Een speciaal register voor drugsgerelateerde sterfte kan een nauwkeuriger beeld geven van het aantal mensen dat in Nederland overlijdt door drugsgebruik. Deze informatie is belangrijk voor drugsbeleid en drugspreventie.
Vragen?
Aanleiding
Het Trimbos-instituut rapporteert jaarlijks over het aantal mensen dat overlijdt aan de gevolgen van drugsgebruik. Tot op heden zijn gegevens over de drugsgerelateerde sterfte afgeleid uit de algemene doodsoorzakenstatistiek van het Centraal Bureau voor de Statistiek (CBS). Daarbij worden sterfgevallen geselecteerd op basis van ICD-10 codes, zoals gespecificeerd in het protocol van het European Monitoring Centerfor Drugs and Drug Addiction (EMCDDA).
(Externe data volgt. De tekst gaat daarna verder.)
PR #1004, opened 2026-09-02
feat(knowledge): H4 catalogs — six gaps, each written from a census instead of an inventory

dynamics365ninja:
H4 of the X++ coverage plan: **G-10, G-12, G-14, G-15, G-17, G-18**. Two new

De doodsoorzakenstatistiek is echter niet toereikend voor het verkrijgen van een volledig beeld van de aard, achtergronden en de totale omvang van drugsgerelateerde sterfte is. De huidige registratie:
- Is niet altijd specifiek. Zo worden ecstasy, amfetamine en khat volgens het internationale ICD-10 protocol onder dezelfde code geregistreerd. Het aantal sterfgevallen per middel is daardoor niet te achterhalen.
- Is vermoedelijk onvolledig, omdat het CBS niet altijd alle informatie over iemands overlijden ontvangt waardoor de bijdrage of rol van drugsgebruik niet altijd wordt herkend.
- Is niet altijd actueel; cijfers gaan altijd over het afgelopen jaar. Een actueel beeld is daardoor niet beschikbaar.
Daarbij geeft de ICD-10 codering geen ruimte voor het coderen van context en achtergrond informatie. Door ook gegevens te verzamelen over de omstandigheden van overlijden en de achtergrond van de overledene, kunnen gerichte preventiemaatregelen aangescherpt worden.
Doel project
In 2020 is onderzocht wat de meerwaarde is van een speciaal register ten opzichte van de huidige registratie op basis van de doodsoorzakenstatistiek en of de implementatie van een dergelijk register mogelijk is. Naar aanleiding van dit onderzoek hebben het Trimbos-instituut en de GGD Amsterdam aanbevelingen gedaan voor het speciaal register.
Het speciaal register
De basis voor het speciaal register is een registratiesysteem voor forensisch artsen ‘Formatus’ (een systeem waarin de forensisch arts o.a. verslag legt van de lijkschouw). Dit systeem heeft een nagenoeg landelijke dekking en bevat meer informatie dan het CBS voor codering in de doodsoorzakenstatistiek ontvangt. De meerwaarde van het gebruik van dit systeem als bronbestand werd in het project bevestigd (zie rapport). Een voorgestelde blauwdruk van het speciaal register voor drugsgerelateerde sterfte bevat informatie uit de gehele lijkschouwrapporten inclusief postmortaal toxicologische gegevens. Zo kunnen we:
- Preciezer bijhouden hoeveel mensen door gebruik van een specifieke drug zijn overleden.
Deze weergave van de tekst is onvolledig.